Quels propos absurdes que ceux qui voient ici un progrès, voire même un changement de siècle !
L'énergie solaire photovoltaïque, bien que très sympathique (j'ai installé deux panneaux sur mon camping car !) n'est pas près de remplacer l'énergie nucléaire, beaucoup plus concentrée, beaucoup moins chère et surtout qui peut s'ajuster à la demande. Tous les pays industrialisés et ceux en voie de développement utilisent ou utiliseront le nucléaire pour assurer leur croissance économique (dont l'emploi), le solaire ou l'éolien n'étant qu'un appoint limité à 30 % de la consommation.
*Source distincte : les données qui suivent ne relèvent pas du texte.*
PR #1272, opened 2020-08-02
Nikhil_Assignment_37_Done_30Min

NikhilMJun20:
-Completed and pushd Assignment # 37.
-Please review and comment.

-PFB screenshot of output of the program:-

Annotation 2020-08-02 211414

### DIFF
--- a/src/nikhilMJun20/StringFrequency.java
+++ b/src/nikhilMJun20/StringFrequency.java
@@ -1,0 +1,49 @@
+/*
+Assignment-37 : 2nd Aug'2020
+
+Input : Hi Globant techno Hi Hello Globant techno techno Globant techno
+FR - 1 : freq of each word
+FR - 2 : Maxmimum repeated word and its frequency
+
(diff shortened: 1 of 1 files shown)


src/nikhilMJun20/StringFrequency.java
```diff
@@ -0,0 +1,49 @@
...
+
+package nikhilMJun20;
+
+import java.util.ArrayList;
+import java.util.Arrays;
+import java.util.LinkedHashMap;
+
+public class StringFrequency {
+	void findFrequency(String input) {
+		ArrayList<String> strList = new ArrayList<String> (Arrays.asList(input.split(" ")));
```
VaishnaviVJun20, line 23: --logic is correct
--However here you can directly use array as well String[] array = str.split(" ");
--Nothing wrong in using ArrayList as well.

VaishnaviVJun20 (approved):
--Code looks good

PR #1275, opened 2020-08-03
AMITA_Assignment_37_25mins

AmitaRJun20:
Please Review Assignment 37...
MaxCountStringFreqHashMap


MaheshKJun20 (approved):
Hi Amita,

Requirement was to get count of words from Statement(String). so need to add 1 step convert string in array. Rest all logic is good.

PR #1286, opened 2020-08-03
Anup_Assignment_37_Done_20mins_PR

AnupSJun20:
Please review
image


harshvegada (approved):
Correct @AnupSJun20 
very well, keep doing well,
Output and coding both are as per the expectation

PR #1288, opened 2020-08-04
Pranita_Assignment_37_Done_30mins

PranitaPJun20:
image

### DIFF
--- a/src/pranitaPJun20/MaxFreqWordString_Collections.java
+++ b/src/pranitaPJun20/MaxFreqWordString_Collections.java
@@ -12,7 +12,6 @@ Maximum repeated word is techno having frequency 4.
 
 package pranitaPJun20;
 
-import java.util.Iterator;
 import java.util.LinkedHashMap;
 import java.util.Map;
 import java.util.Set;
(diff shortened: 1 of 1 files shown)


src/pranitaPJun20/MaxFreqWordString_Collections.java
```diff
@@ -0,0 +1,53 @@
...
+
+public class MaxFreqWordString_Collections {
+
+	void findMaxRepeatedWordFrequency(String input) {
+		String[] inputArray = input.split(" ");
+		int count = 0;
+		Map<String, Integer> wordMap = new LinkedHashMap<String, Integer>();
+		for (String name : inputArray) {
+			if (wordMap.containsKey(name)) {
+				wordMap.put(name, wordMap.get(name) + 1);
```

Au delà, sans solution de stockage, le réseau risque de s'effondrer). En deçà, cela permet de diversifier les moyens de production en attendant que des technologies de stockage de masse de l'électricité, doux rêve aujourd'hui, ne voient peut être le jour à un horizon lointain. Et encore, ces solutions dont le coût s'ajoutera à celui de l'électricité produite, devront rester économiques et ne pas présenter de risque supérieur à celui du nucléaire ; les STEP par ex. sont des barrages qui ont déjà tué des populations, contrairement au nucléaire.
Et si le stockage de masse devient possible, s'il reste bon marché et sûr, il faudra le comparer au nucléaire de demain qui aura lui-même beaucoup évolué.
Bref cette reconversion d'un site Orano n'est qu'une anecdote, sûrement pas un symbole et encore moins un présage !!